Task requirements
Check each line of the listing for the word "fully" and report the ones that have it.

Given data
##############################

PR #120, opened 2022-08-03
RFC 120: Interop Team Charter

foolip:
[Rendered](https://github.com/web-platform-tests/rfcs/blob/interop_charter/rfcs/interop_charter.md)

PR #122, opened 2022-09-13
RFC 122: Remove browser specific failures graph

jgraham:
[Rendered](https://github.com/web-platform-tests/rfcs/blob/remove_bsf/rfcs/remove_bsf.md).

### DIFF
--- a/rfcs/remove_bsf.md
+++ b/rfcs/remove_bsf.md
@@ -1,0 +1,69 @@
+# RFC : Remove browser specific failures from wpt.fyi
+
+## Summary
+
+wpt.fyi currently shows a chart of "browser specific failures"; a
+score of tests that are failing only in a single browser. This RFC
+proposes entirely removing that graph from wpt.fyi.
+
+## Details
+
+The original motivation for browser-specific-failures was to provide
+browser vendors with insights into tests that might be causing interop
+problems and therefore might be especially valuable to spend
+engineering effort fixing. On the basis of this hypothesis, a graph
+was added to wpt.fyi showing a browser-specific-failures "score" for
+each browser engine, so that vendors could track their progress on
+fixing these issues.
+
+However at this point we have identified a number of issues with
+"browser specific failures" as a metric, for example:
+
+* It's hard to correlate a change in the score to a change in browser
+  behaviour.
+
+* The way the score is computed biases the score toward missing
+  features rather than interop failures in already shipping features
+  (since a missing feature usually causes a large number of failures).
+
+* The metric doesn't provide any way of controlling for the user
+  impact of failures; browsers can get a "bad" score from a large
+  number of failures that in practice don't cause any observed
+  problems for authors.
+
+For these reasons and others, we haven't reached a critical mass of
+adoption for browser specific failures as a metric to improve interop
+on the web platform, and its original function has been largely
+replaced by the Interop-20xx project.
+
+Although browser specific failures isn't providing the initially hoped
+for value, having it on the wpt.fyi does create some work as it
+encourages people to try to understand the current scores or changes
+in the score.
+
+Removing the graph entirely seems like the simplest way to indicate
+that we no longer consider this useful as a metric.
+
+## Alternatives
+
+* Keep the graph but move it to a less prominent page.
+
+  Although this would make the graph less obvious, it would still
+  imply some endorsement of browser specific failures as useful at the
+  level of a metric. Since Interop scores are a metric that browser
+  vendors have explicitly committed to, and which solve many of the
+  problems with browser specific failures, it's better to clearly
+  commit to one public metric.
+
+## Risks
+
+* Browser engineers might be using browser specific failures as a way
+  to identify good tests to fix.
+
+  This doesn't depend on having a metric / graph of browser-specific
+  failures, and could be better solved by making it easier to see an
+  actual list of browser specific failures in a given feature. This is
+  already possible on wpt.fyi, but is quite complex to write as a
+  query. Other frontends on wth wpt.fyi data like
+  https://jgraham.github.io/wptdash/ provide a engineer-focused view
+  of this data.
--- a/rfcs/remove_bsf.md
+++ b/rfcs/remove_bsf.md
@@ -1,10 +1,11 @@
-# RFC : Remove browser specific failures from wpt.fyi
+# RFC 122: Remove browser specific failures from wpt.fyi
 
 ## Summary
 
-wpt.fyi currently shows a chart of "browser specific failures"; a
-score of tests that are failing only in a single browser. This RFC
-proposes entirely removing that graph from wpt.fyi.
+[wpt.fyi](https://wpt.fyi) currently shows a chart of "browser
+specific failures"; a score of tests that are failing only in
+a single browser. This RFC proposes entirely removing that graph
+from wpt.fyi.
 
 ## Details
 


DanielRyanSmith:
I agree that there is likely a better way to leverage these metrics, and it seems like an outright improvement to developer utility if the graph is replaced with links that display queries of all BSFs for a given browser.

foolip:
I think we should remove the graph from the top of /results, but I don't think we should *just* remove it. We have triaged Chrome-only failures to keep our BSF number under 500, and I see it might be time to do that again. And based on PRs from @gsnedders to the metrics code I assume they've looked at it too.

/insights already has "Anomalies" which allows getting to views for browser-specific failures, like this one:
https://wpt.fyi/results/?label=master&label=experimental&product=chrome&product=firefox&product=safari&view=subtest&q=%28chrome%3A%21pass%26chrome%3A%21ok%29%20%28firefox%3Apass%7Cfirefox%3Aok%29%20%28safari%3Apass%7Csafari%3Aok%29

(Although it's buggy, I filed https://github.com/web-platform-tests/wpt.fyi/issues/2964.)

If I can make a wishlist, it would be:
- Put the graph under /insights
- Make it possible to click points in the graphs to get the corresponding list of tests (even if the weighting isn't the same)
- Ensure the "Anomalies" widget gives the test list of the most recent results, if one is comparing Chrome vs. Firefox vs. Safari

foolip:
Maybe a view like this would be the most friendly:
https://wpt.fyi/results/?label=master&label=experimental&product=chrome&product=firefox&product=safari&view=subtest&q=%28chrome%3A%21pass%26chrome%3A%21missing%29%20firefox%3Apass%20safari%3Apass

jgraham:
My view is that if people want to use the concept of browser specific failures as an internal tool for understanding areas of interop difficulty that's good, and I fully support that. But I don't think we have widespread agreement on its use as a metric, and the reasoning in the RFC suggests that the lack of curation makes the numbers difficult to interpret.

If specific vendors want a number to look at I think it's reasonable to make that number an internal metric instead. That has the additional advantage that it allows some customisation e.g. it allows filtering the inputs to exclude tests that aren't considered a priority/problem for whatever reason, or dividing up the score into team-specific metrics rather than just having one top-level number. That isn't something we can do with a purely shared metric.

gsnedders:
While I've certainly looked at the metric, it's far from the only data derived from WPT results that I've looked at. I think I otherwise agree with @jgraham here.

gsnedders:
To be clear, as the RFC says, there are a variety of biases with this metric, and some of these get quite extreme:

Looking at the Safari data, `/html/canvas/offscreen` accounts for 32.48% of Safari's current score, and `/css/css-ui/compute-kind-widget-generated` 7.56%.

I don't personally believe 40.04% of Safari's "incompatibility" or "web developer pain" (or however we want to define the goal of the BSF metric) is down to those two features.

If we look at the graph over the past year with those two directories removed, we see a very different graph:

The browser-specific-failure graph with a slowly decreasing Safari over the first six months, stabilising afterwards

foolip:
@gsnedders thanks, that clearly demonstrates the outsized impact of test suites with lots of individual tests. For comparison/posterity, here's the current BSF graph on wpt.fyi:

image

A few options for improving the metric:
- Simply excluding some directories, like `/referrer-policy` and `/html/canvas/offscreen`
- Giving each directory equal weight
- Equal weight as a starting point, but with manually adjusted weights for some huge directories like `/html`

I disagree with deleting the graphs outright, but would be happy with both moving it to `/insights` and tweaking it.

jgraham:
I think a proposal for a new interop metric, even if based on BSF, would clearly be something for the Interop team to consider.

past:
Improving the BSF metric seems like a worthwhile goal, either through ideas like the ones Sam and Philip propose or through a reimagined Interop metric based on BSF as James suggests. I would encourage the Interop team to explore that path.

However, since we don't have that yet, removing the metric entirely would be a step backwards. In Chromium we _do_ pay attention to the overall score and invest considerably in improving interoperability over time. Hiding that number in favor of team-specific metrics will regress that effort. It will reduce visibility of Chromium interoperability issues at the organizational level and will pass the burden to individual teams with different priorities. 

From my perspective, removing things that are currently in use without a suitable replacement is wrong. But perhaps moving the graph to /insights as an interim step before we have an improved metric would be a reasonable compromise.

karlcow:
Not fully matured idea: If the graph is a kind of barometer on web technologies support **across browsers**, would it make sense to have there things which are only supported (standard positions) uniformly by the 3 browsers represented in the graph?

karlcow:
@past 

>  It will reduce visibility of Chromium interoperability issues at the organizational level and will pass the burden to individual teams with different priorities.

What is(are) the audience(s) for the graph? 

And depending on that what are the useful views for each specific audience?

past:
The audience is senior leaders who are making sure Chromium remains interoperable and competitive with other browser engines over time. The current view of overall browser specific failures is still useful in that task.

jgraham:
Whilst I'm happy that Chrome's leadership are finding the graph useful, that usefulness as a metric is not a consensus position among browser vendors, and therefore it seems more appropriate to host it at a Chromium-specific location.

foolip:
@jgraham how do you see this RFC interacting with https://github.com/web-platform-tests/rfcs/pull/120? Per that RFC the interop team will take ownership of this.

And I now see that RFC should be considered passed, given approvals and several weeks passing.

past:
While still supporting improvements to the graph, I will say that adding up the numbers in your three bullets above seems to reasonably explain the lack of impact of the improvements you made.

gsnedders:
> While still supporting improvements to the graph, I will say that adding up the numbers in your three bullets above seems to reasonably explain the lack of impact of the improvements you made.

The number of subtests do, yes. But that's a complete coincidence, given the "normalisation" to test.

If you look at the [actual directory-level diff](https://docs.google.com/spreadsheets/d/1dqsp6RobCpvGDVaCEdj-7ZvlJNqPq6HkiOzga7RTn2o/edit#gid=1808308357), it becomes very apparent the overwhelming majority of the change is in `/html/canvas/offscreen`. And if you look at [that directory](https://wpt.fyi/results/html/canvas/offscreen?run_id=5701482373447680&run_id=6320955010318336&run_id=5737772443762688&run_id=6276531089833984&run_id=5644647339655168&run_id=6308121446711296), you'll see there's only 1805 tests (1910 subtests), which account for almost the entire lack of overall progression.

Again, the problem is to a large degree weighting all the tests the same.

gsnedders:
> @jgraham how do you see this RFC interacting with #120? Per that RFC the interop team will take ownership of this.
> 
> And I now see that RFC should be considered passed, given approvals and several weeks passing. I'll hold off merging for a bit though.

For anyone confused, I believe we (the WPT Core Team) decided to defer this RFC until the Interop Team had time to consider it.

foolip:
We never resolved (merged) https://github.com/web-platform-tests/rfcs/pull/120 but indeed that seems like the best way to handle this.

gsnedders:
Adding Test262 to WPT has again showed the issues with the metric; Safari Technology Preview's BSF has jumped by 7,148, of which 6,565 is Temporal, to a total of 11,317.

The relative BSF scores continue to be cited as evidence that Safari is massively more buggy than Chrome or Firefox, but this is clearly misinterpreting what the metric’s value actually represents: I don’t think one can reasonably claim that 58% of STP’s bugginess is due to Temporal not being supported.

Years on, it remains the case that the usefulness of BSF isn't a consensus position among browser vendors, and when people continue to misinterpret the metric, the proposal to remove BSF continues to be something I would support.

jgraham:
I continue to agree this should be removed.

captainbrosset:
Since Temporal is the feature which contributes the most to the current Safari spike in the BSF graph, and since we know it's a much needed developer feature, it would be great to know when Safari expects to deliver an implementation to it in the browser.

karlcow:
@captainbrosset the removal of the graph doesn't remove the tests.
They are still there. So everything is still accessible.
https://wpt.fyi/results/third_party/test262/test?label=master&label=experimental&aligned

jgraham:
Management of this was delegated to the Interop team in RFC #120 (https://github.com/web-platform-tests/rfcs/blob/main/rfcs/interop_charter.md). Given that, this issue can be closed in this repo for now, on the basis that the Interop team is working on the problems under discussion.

##############################

Answer section
My view is that if people want to use the concept of browser specific failures as an internal tool for understanding areas of interop difficulty that's good, and I fully support that. But I don't think we have widespread agreement on its use as a metric, and the reasoning in the RFC suggests that the lack of curation makes the numbers difficult to interpret.
Not fully matured idea: If the graph is a kind of barometer on web technologies support **across browsers**, would it make sense to have there things which are only supported (standard positions) uniformly by the 3 browsers represented in the graph?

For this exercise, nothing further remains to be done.